EchoStar follow-up: Communications with trial counsel?

posted by Joe at 10:03 am

On May 1, 2006, the Federal Circuit ruled on a mandamus petition challenging a trial court’s ruling on the scope of a waiver of attorney-client privilege and work product immunity (a waiver made to use the advice of counsel to rebut a charge that the infringement in the case was willful). The case is In re EchoStar Communications Corp., 448 F.3d 1294 (Fed. Cir. 2006). I’ve blogged it before, focusing on the Federal Circuit’s ” recogniz[ing] at least three categories of work product that are potentially relevant to the advice-of-counsel defense … includ[ing]: (1) documents that embody a communication between the attorney and client concerning the subject matter of the case, such as a traditional opinion letter; (2) documents analyzing the law, facts, trial strategy, and so forth that reflect the attorney’s mental impressions but were not given to the client; and (3) documents that discuss a communication between attorney and client concerning the subject matter of the case but are not themselves communications to or from the client.” Id. at 1302. The first and third categories must, after a waiver, be produced, whereas the second need not be. Id. at 1302-04.

In my earlier post, I did not discuss EchoStar’s slumbering dicta giant — whether a waiver, once made, extends to trial counsel (not simply to pre-suit opinion counsel, or to separate post-suit opinion counsel). The giant is waking.
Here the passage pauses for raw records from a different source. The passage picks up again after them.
PR #801, opened 2024-09-16
Update Redis dashboard

agnivade:
- Migrate some panels to the new format.
- Change the crosshair to show all series.


agarciamontoro (approved):
Reviewing the JSON here is pretty much impossible :joy: If you can add a screenshot for these types of PRs, that would make it easier in my opinion. In any case, approving already!

agnivade:
There's no real UI changes. Just that the new panels look a bit better.

And I don't have a screenshot currently. I destroyed the setup after exporting the dashboard. I have a new setup, but it's the old dashboard.

deployment/terraform/assets/redis_dashboard_data.json
```diff
@@ -1,25 +1,32 @@
...
       "id": "grafana",
       "name": "Grafana",
-      "version": "6.5.2"
+      "version": "10.2.3"
     },
     {
       "type": "panel",
       "id": "graph",
-      "name": "Graph",
+      "name": "Graph (old)",
```
streamer45, line 29: Is this expected?

streamer45 (approved):
Cool

deployment/terraform/assets/redis_dashboard_data.json
agnivade: Yep, it is. The new panel is called "timeseries", as you can see below the "type" of panel has changed. And the old one is called "graph".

First, here’s what the Federal Circuit said in EchoStar’s fateful footnote 4:

EchoStar contends that waiver of opinions does not extend to advice and work product given after litigation began. While this may be true when the work product is never communicated to the client, it is not the case when the advice is relevant to ongoing willful infringement, so long as that ongoing infringement is at issue in the litigation. See Akeva LLC, 243 F.Supp.2d at 423 (”[O]nce a party asserts the defense of advice of counsel, this opens to inspection the advice received during the entire course of the alleged infringement.”); see also Crystal Semiconductor Corp. v. TriTech Microelectronics Int’l, Inc., 246 F.3d 1336, 1351-1353 (Fed. Cir. 2001) (noting that an infringer may continue its infringement after notification of the patent by filing suit and that the infringer has a duty of due care to avoid infringement after such notification).

448 F.3d at 1302 n.4.

Second, the district courts, in the space of three days in mid-July, used three different approaches to the trial counsel waiver question while nominally applying EchoStar’s teaching. The three approaches are (1) extend the waiver fully to communications with trial counsel, (2) deny the waiver to communications with trial counsel, and (3) extend the waiver to communications with trial counsel that call into doubt the opinion counsel’s opinion about infringement liability. Below the fold, I provide more details about these district court decisions. An accused infringer will no doubt take this up soon with the Federal Circuit, by way of a mandamus petition challenging an order compelling production of attorney-client communications.
Waiver fully includes trial counsel

The case using this approach is Informatica Corp. v. Business Objects Data Integration, Inc., 2006 WL 1038461 (N.D. Cal. July 14, 2006). [Hat tip to David Hricik, who blogged Informatica at Patent Baristas.] Here’s the key text from Informatica:

While opinion counsel and trial counsel can be walled off from each other, the immurement is immaterial — what matters, according to the decision by the Federal Circuit in Echostar, is the state of mind of BODI. For all the above reasons, Informatica’s motion to compel further responses from BODI is granted. This Court finds that, by asserting advice of counsel as a defense to a charge of willful infringement of Informatica’s patents, BODI waived privilege for both pre-and post-filing pertinent attorney-client communications and work product. Under the analysis in Echostar, it is immaterial whether BODI’s opinion counsel and trial counsel are from the same firm, different firms or are even the same person.

Id. at *8.

Waiver does not include trial counsel

The case using this approach is Ampex Corp. v. Eastman Kodak Co., 2006 WL 1995149 (D. Del. July 17, 2006). Here’s the key text from Ampex:

According to Ampex, it matters not when or in what context the subsequent communication occurs. Citing Akeva L.L.C. v. Mizuno Corp., 243 F .Supp.2d 418 (M.D.N.C.2003), a case also cited by the Federal Circuit in its Echostar opinion, Ampex contends that there is no temporal limitation on the waiver of privilege, if infringing activity continues, nor is there any distinction between advice received from trial counsel and that received from opinion counsel. Ampex asserts that the Echostar opinion, in conjunction with Akeva, makes everything fair game for discovery, including communications between trial counsel and client during trial.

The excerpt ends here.